» THE TASK: From the material below, pull each line containing the string "exists".

» PROVIDED RECORDS:
━━━━━━━━
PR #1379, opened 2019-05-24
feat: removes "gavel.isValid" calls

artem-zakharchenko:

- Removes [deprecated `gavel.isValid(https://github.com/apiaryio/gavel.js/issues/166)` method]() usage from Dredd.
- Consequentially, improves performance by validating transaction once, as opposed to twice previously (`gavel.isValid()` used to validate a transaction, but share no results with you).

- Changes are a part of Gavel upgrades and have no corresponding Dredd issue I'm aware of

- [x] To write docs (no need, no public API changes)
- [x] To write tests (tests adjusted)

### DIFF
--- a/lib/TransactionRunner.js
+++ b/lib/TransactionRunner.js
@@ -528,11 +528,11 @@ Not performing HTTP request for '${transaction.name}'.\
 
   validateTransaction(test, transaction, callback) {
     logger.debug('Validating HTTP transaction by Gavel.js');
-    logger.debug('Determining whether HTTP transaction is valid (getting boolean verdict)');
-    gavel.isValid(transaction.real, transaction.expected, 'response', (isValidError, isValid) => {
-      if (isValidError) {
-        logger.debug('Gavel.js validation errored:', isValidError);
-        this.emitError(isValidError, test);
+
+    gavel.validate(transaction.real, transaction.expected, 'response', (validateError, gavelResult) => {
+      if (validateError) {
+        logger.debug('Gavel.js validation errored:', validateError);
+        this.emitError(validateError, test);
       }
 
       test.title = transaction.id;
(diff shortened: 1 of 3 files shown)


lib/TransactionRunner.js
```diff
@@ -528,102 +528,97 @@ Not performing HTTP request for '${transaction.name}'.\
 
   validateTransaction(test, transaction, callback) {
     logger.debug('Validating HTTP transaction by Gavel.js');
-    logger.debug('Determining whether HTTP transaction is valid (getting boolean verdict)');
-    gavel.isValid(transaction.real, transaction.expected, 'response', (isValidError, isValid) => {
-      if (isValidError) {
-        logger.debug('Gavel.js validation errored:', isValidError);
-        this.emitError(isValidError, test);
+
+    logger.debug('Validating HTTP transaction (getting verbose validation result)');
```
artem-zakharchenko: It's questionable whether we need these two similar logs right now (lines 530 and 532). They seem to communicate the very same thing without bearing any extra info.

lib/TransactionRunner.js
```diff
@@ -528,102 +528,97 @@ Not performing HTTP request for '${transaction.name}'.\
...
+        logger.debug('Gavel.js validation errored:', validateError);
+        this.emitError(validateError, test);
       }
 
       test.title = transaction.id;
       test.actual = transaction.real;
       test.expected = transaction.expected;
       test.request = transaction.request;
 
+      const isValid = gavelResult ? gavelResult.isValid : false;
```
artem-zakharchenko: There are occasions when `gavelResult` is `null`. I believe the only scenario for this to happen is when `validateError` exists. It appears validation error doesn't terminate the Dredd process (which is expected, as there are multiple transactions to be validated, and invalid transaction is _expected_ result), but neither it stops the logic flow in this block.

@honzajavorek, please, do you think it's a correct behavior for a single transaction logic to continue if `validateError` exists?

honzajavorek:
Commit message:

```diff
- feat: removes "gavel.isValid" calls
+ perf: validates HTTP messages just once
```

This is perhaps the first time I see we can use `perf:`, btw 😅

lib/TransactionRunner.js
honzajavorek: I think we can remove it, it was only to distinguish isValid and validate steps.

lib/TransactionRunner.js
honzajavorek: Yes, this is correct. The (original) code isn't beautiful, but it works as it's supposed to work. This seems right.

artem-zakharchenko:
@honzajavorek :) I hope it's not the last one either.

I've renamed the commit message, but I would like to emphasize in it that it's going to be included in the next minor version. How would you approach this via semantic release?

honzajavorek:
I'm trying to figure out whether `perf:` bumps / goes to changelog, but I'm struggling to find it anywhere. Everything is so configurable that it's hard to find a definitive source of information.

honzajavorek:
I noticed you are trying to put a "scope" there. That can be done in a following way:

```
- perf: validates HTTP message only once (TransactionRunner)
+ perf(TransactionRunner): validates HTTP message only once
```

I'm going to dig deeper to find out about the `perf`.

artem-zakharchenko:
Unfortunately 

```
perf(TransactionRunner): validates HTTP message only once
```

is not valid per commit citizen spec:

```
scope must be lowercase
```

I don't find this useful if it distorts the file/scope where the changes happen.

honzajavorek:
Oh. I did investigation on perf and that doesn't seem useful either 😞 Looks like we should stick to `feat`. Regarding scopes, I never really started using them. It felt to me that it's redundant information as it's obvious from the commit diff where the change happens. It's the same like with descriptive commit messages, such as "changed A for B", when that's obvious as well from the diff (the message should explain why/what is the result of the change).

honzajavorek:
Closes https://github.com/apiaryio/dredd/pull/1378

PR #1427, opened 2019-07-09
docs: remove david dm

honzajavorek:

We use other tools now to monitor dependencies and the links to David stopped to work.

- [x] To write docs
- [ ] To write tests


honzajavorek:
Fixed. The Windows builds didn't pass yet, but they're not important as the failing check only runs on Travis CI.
━━━━━━━━
» ANSWER AREA:
artem-zakharchenko: There are occasions when `gavelResult` is `null`. I believe the only scenario for this to happen is when `validateError` exists. It appears validation error doesn't terminate the Dredd process (which is expected, as there are multiple transactions to be validated, and invalid transaction is _expected_ result), but neither it stops the logic flow in this block.
@honzajavorek, please, do you think it's a correct behavior for a single transaction logic to continue if `validateError` exists?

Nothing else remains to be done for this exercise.